Above all: the UI workflow on Discourse is encouraging a default user behavior of discovery and discussion, versus the default user behavior of “just create a new issue and leave it” that we had on GitHub. Duplicates are actually being created less often.

As to your own concerns…

To me, it just adds a barrier for bug reports, people already have a GitHub account

Discourse uses the GitHub SSO, so the barrier is minimal. I understand it’s slightly inconvenient one time for a few seconds for any given user, but it’s better than the prior system overwhelming the developers every single day.

discourse can be very annoying with the emails it sends out

You can disable any or all of those in settings.

… people who do use GitHub also no longer get all notifications grouped together there.

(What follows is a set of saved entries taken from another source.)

Issue #351, opened 2025-03-28
Update Documentation


alimeshgi:
### HydroMT-Wflow version checks

- [x] I have checked that the issue still exists on the latest versions of the docs on `main` [here](https://github.com/Deltares/hydromt_wflow)

### Kind of issue

Docs are missing

### Documentation problem

We need to review and update the documentation to reflect the new changes introduced in version 1.

deltamarnix:
Don't forget to also update the yaml config files in the new format. Make it easy for the user to find the template.

deltamarnix:
For who ever is picking this up, I'm currently looking at the navbar.

Issue #332, opened 2025-02-25
Main issue: hydromt_wflow release 1.0


hboisgon:
### Enhancement Description

This issue is the main issue to recap the steps and wishes for a hydromt_wflow version 1 release.
In this release, we would like to take the steps to support:

- Wflow version 1
- HydroMT version 1

### Required developments

1. Create a small release to support hydromt v0.10.1

- [x] Release xarray and numpy pin #330 
- [x] Code formatting #327 
- [x] Finalise #334 
- [x] Finalise a first version of the precipitation interpolation #312 

2. HydroMT version 1 support

- [x] move to hydromt version 1 model object
- [ ] check if some of the functions can be updated to use core methods (especially for grid) #2
- [x] allow to clip wflow models #317 + inverse clipping
- [x] review buffer values (number of cells vs distance in meter)

3. Wflow version support

- [x] update to the new TOML structure and wflow parameters names #319 
- [x] support updating from pre-v1 TOML structure to v1 TOML structure #319 
- [x] better support updating of parameters names in the TOML file (user can defined names in the staticmaps nc and be linked to TOML) #232 
- [x] add or update parameters that have been added or changed in Wflow #309 #331 

4. Documentation / testing

- [ ] Update documentation and tests with the new changes #351 
- [x] Improve installation guide #324 

### Nice to have
Issues that are not required for a working support of hydromt and wflow versions 1 but good to have for hydromt_wflow itself (more or less in order of importance).

- [x] Masking with subbasins in self.grid #325 
- [ ] Clarify dependencies between setup methods #125 
- [x] Fix hanging tests and docs #271 
- [ ] Preserve TOML file structure #79 
- [ ] Review default values in the different setup methods #106 
- [ ] Review default values in the landuse mapping tables #84 
- [ ] Restructure docs #250

JoostBuitink:
Maybe good to add to the nice-to-have-list (since I see clipping is mentioned in the hydromt-v1 related issues), is support for inverse clipping (e.g. removing an upstream area from a wflow model). This is only a very minor change (see this branch https://github.com/Deltares/hydromt_wflow/compare/main...inverse_clipping), but would be nice to have in the main branch as well at some stage!

hboisgon:
[...]

PR #389, opened 2025-04-18
fix: change pixi global installation

### LINKED ISSUE #324: Improve installation guide in the docs

- [x] I have checked that the issue still exists on the latest versions of the docs on `main` [here](https://github.com/Deltares/hydromt_wflow)

### Kind of issue

Docs are unclear

### Location of the documentation

https://deltares.github.io/hydromt_wflow/latest/getting_started/installation.html

### Documentation problem

Installation through mamba or conda may give some warnings like:

`warning  libmamba 'repo.anaconda.com', a commercial channel hosted by Anaconda.com, is used.`

It might be worth to emphasize the use of only conda-forge as a channel due to licensing, and encourage users to use miniforge. Also, the link to the HydroMT Core docs is broken

Additionally, HydroMT Core encourages the use of pixi, while HydroMT Wflow uses mamba/conda. Should this be addressed/mentioned before it might raise confusion?

### Suggested fix for documentation

- Adding a tip or warning to use miniforge which only has the conda-forge channel installed?
- Mention something about Pixi?

shartgring:
## Issue addressed
Fixes #324

## Explanation
For global installation the user must install and expose `hydromt` instead of `hydromt_wflow`

## Checklist

@savente93 specifying `pixi global install hydromt --with hydromt_wflow` results in hydromt version 1.1.0 with hydromt_wflow version 0.2.1. So I included a warning block that the user needs to specify the hydromt version in order to get the latest hydromt_wflow version. With the idea  that the warning block can be removed when hydromt_wflow is compatible with hydromt v1 (#351 #332). What do you think?

I have restricted the hydromt version now. Or would it make more sense to specify the hydromt_wflow version instead of hydromt?

### DIFF
--- a/docs/getting_started/installation.rst
+++ b/docs/getting_started/installation.rst
@@ -110,15 +110,28 @@ If you did not activate the shell you can still run the script in the environmen
   (hydromt-wflow) $ pixi run path/to/script.py
 
 If you intend to only use ``hydromt_wflow`` via the command line interface (CLI, see also the explanation in
-the `HydroMT-core docs <https://deltares.github.io/hydromt/stable/guides/user_guide/hydromt_cli.html>`_), then you can also install it globally using pixi like so:
+the `HydroMT-core docs <https://deltares.github.io/hydromt/stable/guides/user_guide/hydromt_cli.html>`_), then you can also install it globally using pixi.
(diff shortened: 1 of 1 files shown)


savente93 (approved):
very nice Sebastiaan, thank you!

PR #391, opened 2025-04-18
Fix/1d model connection

### LINKED ISSUE #390: MultiLineStrings in setup_1dmodel_connection after basin clipping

Again, the primary developer was getting too many notifications there, rendering GitHub largely useless to him. We didn’t have much community engagement there anyway; most people just complained that their particular desired features hadn’t been implemented yet. Since moving, we’ve had a lot more community engagement.

Reminder: You can use email or live notifications on the topics or categories you choose here on Discourse if you want to know what’s going on. I know it’s slightly more inconvenient for the casual user, but the first priority has to be for it to be usable for the main developers.

Issues piling up in discourse doesn’t really seem better than them piling up in GitHub, it just moves them out of view.

In fact, it’s made them more visible. Between categories, search features, and voting, we lose track of issues much less easily here than on GitHub with labels.